It's easy to verify that the constant zero function $ f ( x ) = 0 $ and the squaring function $ f ( x ) = x ^ 2 $ both satisfy
$$ f \left( f ( x ) - y ^ 2 \right) = f \left( x ^ 2 \right) + y ^ 2 f ( y ) - 2 f ( x y ) \tag 0 \label 0 $$
for all $ x , y \in \mathbb R $. You can prove that any function $ f : \mathbb R \to \mathbb R $ satisfying \eqref{0} is of one of those forms. To see this, let $ a = f ( 0 ) $. Putting $ x = 0 $ in \eqref{0} we have
$$ y ^ 2 f ( y ) = f \left( a - y ^ 2 \right) + f ( a ) \tag 1 \label 1 $$
for all $ y \in \mathbb R $. Substituting $ - y $ for $ y $ in \eqref{1} and comparing with \eqref{1} itself, we get
$$ f ( - y ) = f ( y ) \tag 2 \label 2 $$
for all $ y \in \mathbb R $. Consider $ b \in \mathbb R $ such that $ f ( b ) = 0 $ (such $ b $ exists, as can be seen by setting $ x = y = 1 $ in \eqref{0}).

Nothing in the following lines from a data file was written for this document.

Issue #462, opened 2021-02-18
Detect exit code when calling `apple run` for MacCatalyst target 


premun:
1. It seems MacCatalyst doesn't forward the exit code of the app
2. We cannot get the system logs yet (#459) so we cannot get the exit code from there neither

We should investigate 1. or wait for 2.

akoeplinger:
@premun can you please try to run the binary in the `HelloCatalyst.app/Contents/MacOS` folder directly and see whether you get the exit code that way?

premun:
@akoeplinger will try!

Meanwhile, I was able to get it from the `/var/log/system.log` the same way I get it from Simulators btw

premun:
Ah, cool, running the binary works! Also gets us the logs!

Issue #459, opened 2021-02-17
Collect MacCatalyst system logs


premun:
When running on iOS simulators, we are able to get the device system logs.

For MacCatalyst apps, we might be able to do the same from the MacOS system logs. We should investigate this and possible capture.

PR #464, opened 2021-02-18
Add support for the MacCatalyst target

### LINKED ISSUE #435: Add Support for Mac Catalyst
We are in the process of building a mac catalyst runtime.  In order to run tests against it, I would like xharness to support running catalyst apps in order to take advantage of the underlying infrastructure.  

- [ ] Add new iOS target (`maccatalyst` would be on suggestion)
- [ ] Launch MacCatalyst app
  - [ ] Support the `test` command
  - [X] Support the `run` command (#462)
- [X] Collect MacCatalyst system logs (#459)

premun:
- Adds support for the `apple test -t=maccatalyst` command (resolves #435)
- Getting system logs for the process is not working at the moment (#459)
- The `apple run` command cannot detect exit code yet (#462)

### DIFF
--- a/src/Microsoft.DotNet.XHarness.Apple/AppRunner.cs
+++ b/src/Microsoft.DotNet.XHarness.Apple/AppRunner.cs
@@ -245,7 +245,7 @@ namespace Microsoft.DotNet.XHarness.Apple
         }
 
         /// <summary>
-        /// Runs the MacCatalyst app via `open -W path.to.app`.
+        /// Runs the MacCatalyst app via running its binary in Contents/MacOS/[binary.app].
         /// </summary>
         private async Task<ProcessExecutionResult> RunMacCatalystApp(
             AppBundleInformation appInformation,
@@ -260,15 +260,12 @@ namespace Microsoft.DotNet.XHarness.Apple
 
             await crashReporter.StartCaptureAsync();
 
-            var arguments = new List<string>
-            {
-                "-W",
-                appInformation.LaunchAppPath,
-            };
-
+            var arguments = new List<string>();
             arguments.AddRange(_appArguments);
 
-            return await _processManager.ExecuteCommandAsync("open", arguments, _mainLog, timeout, null, cancellationToken);
+            var binaryPath = Path.Combine(appInformation.AppPath, "Contents", "MacOS", appInformation.AppName);
+
+            return await _processManager.ExecuteCommandAsync(binaryPath, arguments, _mainLog, timeout, null, cancellationToken);
         }
 
         private MlaunchArguments GetCommonArguments(int verbosity)
--- a/src/Microsoft.DotNet.XHarness.Apple/AppRunner.cs
+++ b/src/Microsoft.DotNet.XHarness.Apple/AppRunner.cs
@@ -244,7 +244,7 @@ namespace Microsoft.DotNet.XHarness.Apple
             }
 
             // Arguments passed to the iOS app bundle
-            args.AddRange(_appArguments.Select(arg => new SetAppArgumentArgument(arg, true)));
+            args.AddRange(_appArguments.Select(arg => new SetAppArgumentArgument(arg)));
 
             return args;
         }
--- a/src/Microsoft.DotNet.XHarness.Apple/AppRunner.cs
+++ b/src/Microsoft.DotNet.XHarness.Apple/AppRunner.cs
@@ -236,16 +236,7 @@ namespace Microsoft.DotNet.XHarness.Apple
 
         private MlaunchArguments GetCommonArguments(int verbosity)
         {
-            var args = new MlaunchArguments
-            {
-                new SetAppArgumentArgument("-connection-mode"),
-                new SetAppArgumentArgument("none"), // This will prevent the app from trying to connect to any IDEs
-
-                // On macOS we can't edit the TCC database easily
-                // (it requires adding the mac has to be using MDM: https://carlashley.com/2018/09/28/tcc-round-up/)
-                // So by default ignore any tests that would pop up permission dialogs in CI.
-                new SetEnvVariableArgument(EnviromentVariables.DisableSystemPermissionTests, 1),
-            };
+            var args = new MlaunchArguments();
 
             for (var i = -1; i < verbosity; i++)
             {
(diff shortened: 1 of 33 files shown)


src/Microsoft.DotNet.XHarness.Apple/AppRunner.cs
```diff
@@ -219,7 +229,7 @@ public class AppRunner : AppRunnerBase
             {
                 await crashReporter.StartCaptureAsync();
 
-                _mainLog.WriteLine("Starting test run");
+                _mainLog.WriteLine("Starting the app");
```
mandel-macaque, line 232: It is a test run, right? Why even change it?

src/Microsoft.DotNet.XHarness.Apple/AppTester.cs
```diff
@@ -93,6 +94,31 @@ public class AppTester : AppRunnerBase
...
+                        skippedMethods,
+                        skippedTestClasses,
+                        cancellationToken);
+
+                    return ("MacCatalyst", catalystTestResult, catalystResultMessage);
+                }
+                finally
+                {
+                    deviceListener.Cancel();
+                    deviceListener.Dispose();
```
mandel-macaque, line 118: the 'using' keyword does exactly this.

src/Microsoft.DotNet.XHarness.Apple/AppTester.cs
```diff
@@ -343,54 +369,156 @@ public class AppTester : AppRunnerBase
...
+                    timeout,
+                    envVariables.ToDictionary(p => p.Key, p => p.Value is bool ? p.Value.ToString().ToLowerInvariant() : p.Value.ToString()),
+                    cancellationToken);
+
+                await testReporter.CollectSimulatorResult(result);
+            }
+            finally
+            {
+                deviceListener.Cancel();
+                deviceListener.Dispose();
```
mandel-macaque, line 452: same using does do this already.

mandel-macaque (changes requested):
Fix the use of the pattern:
```csharp
try {
} finally {
    IDisposable.Dispose();
}
```

The above is generated by the compiler. compiler > human

Ref: https://sharplab.io/#gist:4aad44262924444d74167abd07a043a7

```il
finally
        {
            // sequence point: hidden
            IL_002c: ldloc.0
            IL_002d: brfalse.s IL_0035

            IL_002f: ldloc.0
            IL_0030: callvirt instance void [System.Private.CoreLib]System.IDisposable::Dispose()

            // sequence point: hidden
            IL_0035: endfinally
        } // end handler
```

src/Microsoft.DotNet.XHarness.Apple/AppRunner.cs
premun: For the `app run` command, it's not a test run

src/Microsoft.DotNet.XHarness.Apple/AppTester.cs
premun: I am not sure I can do that actually.

We kind of need to call the `Cancel` before `Dispose` because of how the listener works so if there would be an exception, it would just call `Dispose` before it would reach `Cancel`

premun: Ideally, the listener class would do this but I cannot change this because of `xamarin-macios`

mandel-macaque: Why? It an IDisposable has a Cancel it should be called in the dispose. For example in the IO classes you have Close and you don't need to call it if you are calling Dispose. I'll take a look at the listeners because if that is the case, they should be fixed.

premun: Well, I don't know.. you wrote these 😅

premun: I can add an internal flag `_isClosed` and lock on it and do the `Cancel`

premun: I was actually half way there during this implementation

greenEkatherine (approved):

src/Microsoft.DotNet.XHarness.Apple/AppTester.cs
premun: I created a follow-up as this seems to be a bit tricky (#467)

src/Microsoft.DotNet.XHarness.Apple/AppTester.cs
premun: Will be dealt with in #467

premun:
@akoeplinger I changed the way we call the open/binary and updated the PR with this new way so technically #462 can be closed when this is merged.

src/Microsoft.DotNet.XHarness.Apple/AppRunnerBase.cs
```diff
@@ -45,5 +53,32 @@ protected async Task<string> FindDevice(TestTargetOs target)
...
+            IEnumerable<string> appArguments,
+            Dictionary<string, object> environmentVariables,
+            CancellationToken cancellationToken)
+        {
+            var binaryPath = Path.Combine(appInfo.AppPath, "Contents", "MacOS", appInfo.AppName);
+            var arguments = new List<string>();
+
+            if (!File.Exists(binaryPath))
+            {
+                _mainLog.WriteLine($"Failed to find an executable binary at {binaryPath}. Trying to run app using `open -W`");
```
akoeplinger, line 69: We can parse the Info.plist file in the appbundle and check `CFBundleExecutable` for a reliable way to get the binary name. I'm fine if we do this in a follow-up though :)

src/Microsoft.DotNet.XHarness.Apple/AppTester.cs
```diff
@@ -343,54 +372,150 @@ public class AppTester : AppRunnerBase
             }
         }
 
-        private MlaunchArguments GetCommonArguments(
-            int verbosity,
+        /// <summary>
+        /// Runs the MacCatalyst app via `open -W path.to.app`.
```
akoeplinger, line 376: nit: fix comment since we're no longer using `open`

akoeplinger (approved):

PR #474, opened 2021-02-23
Capture System.log when running MacCatalyst apps

### LINKED ISSUE #459: Collect MacCatalyst system logs

premun:
Resolves #459


src/Microsoft.DotNet.XHarness.Apple/AppRunnerBase.cs
```diff
@@ -76,9 +91,18 @@ protected async Task<string> FindDevice(TestTargetOs target)
...
-            return _processManager.ExecuteCommandAsync(binaryPath, arguments, _mainLog, timeout, envVars, cancellationToken);
+            systemLog.StartCapture();
+
+            try
+            {
+                return await _processManager.ExecuteCommandAsync(binaryPath, arguments, _mainLog, timeout, envVars, cancellationToken);
+            }
+            finally
+            {
+                systemLog.StopCapture();
```
greenEkatherine, line 104: Does it stop logging in any case?

premun: What do you mean "any case"? Even when there's an exception? (then the answer would be yes)

greenEkatherine: No, the opposite case - without exception

premun: Yes, finally should do it in all cases

src/Microsoft.DotNet.XHarness.Apple/AppTester.cs
```diff
@@ -289,11 +289,10 @@ public class AppTester : AppRunnerBase
 
                 _mainLog.WriteLine("Starting test run");
 
-                var result = _processManager.ExecuteCommandAsync(mlaunchArguments, _mainLog, timeout, cancellationToken: cancellationToken);
-
+                var result = await _processManager.ExecuteCommandAsync(mlaunchArguments, _mainLog, timeout, cancellationToken: cancellationToken);
                 await testReporter.CollectSimulatorResult(result);
 
-                // cleanup after us
+                // Cleanup after us
```
mandel-macaque, line 295: ein?

src/Microsoft.DotNet.XHarness.iOS.Shared/ITestReporter.cs
```diff
@@ -9,20 +9,18 @@
...
 namespace Microsoft.DotNet.XHarness.iOS.Shared
 {
-
-    // interface that represents a class that know how to parse the results from an app run.
+    /// <summary>
+    /// Interface that represents a class that knows how to parse test results.
+    /// </summary>
     public interface ITestReporter
     {
-
```
mandel-macaque, line 16: Noise

src/Microsoft.DotNet.XHarness.iOS.Shared/ITestReporter.cs
```diff
@@ -9,20 +9,18 @@
...
         ILog CallbackLog { get; }
-
```
mandel-macaque, line 18: Noise

mandel-macaque (approved):
But i'd remove the noise in the merge.

src/Microsoft.DotNet.XHarness.iOS.Shared/ITestReporter.cs
premun: I would revert it if the file didn't have any other changes and had more than 30 lines but since it's being changed already, removing a blank line doesn't hurt? Or what are your thoughts on this?

PR #475, opened 2021-02-24
Make sure the MacCatalyst app's binary is executable

premun:
I found this problem when trying to run a runtime-built app on Helix

### DIFF
--- a/src/Microsoft.DotNet.XHarness.Apple/AppRunnerBase.cs
+++ b/src/Microsoft.DotNet.XHarness.Apple/AppRunnerBase.cs
@@ -79,7 +79,17 @@ namespace Microsoft.DotNet.XHarness.Apple
             var binaryPath = Path.Combine(appInfo.AppPath, "Contents", "MacOS", appInfo.BundleExecutable ?? appInfo.AppName);
             var arguments = new List<string>();
 
-            if (!File.Exists(binaryPath))
+            if (File.Exists(binaryPath))
+            {
+                // We need to make the binary executable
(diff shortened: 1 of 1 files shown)


akoeplinger (approved):

akoeplinger:
I guess this is because we package the .app in a .zip for Helix upload and that doesn't preserve the executable bit?

premun:
> I guess this is because we package the .app in a .zip for Helix upload and that doesn't preserve the executable bit?

Yeah, I did `tar -czvf` myself and maybe did something worng there. I was wondering if it's the XHarness' responsibility to make sure it is executable first but maybe it makes sense to just do it?

akoeplinger:
Hmm if we're using a `tar.gz` then that should preserve the executable bit, I'm only aware of problems when using .zip.

It's probably harmless to just always run the `chmod` but it could point to some other infra issue that we should investigate.

premun:
Right, then I can re-package these apps and get rid of this problem. This app hasn't been zipped by the Arcade SDK but by me manually and put to a storage for our integration tests here so we might be fine in Arcade actually.

So I will start using **tar.gz** and won't merge this change yet

greenEkatherine (approved):

mandel-macaque (approved):

premun:
So the issue here is that my apps are actually already **tar.gz** wit hthe `+x` but when I create the Helix jobs from Windows, the executable information gets lost when we pack the Helix payload. So I will check this in so that we don't have issues with this cross platform scenario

Letting $ x = y = b $ in \eqref{0} we get $ f \left( - b ^ 2 \right) = - f \left( b ^ 2 \right) $, which together with \eqref{2} gives $ f \left( b ^ 2 \right) = 0 $. Then, setting $ x = b $ in \eqref{0} we have
$$ f \left( - y ^ 2 \right) = y ^ 2 f ( y ) - 2 f ( b y ) \tag 3 \label 3 $$
for all $ y \in \mathbb R $. In particular, putting $ y = 0 $ in \eqref{3} shows that $ a = 0 $. Knowing this, and comparing \eqref{1} and \eqref{3}, we get $ f ( b y ) = 0 $ for all $ y \in \mathbb R $. In case there exists $ b \in \mathbb R \setminus \{ 0 \} $ with $ f ( b ) = 0 $, we conclude that $ f $ is the constant zero function, one of the mentioned solutions. Otherwise, if for some $ x \in \mathbb R $ we have $ f ( x ) = 0 $, then we must have $ x = 0 $. Letting $ y = x $ in \eqref{0} and using \eqref{1} and \eqref{2}, we have $ f \left( f ( x ) - x ^ 2 \right) = 0 $, and therefore $ f ( x ) = x ^ 2 $, for all $ x \in \mathbb R $, which gives the other mentioned solution.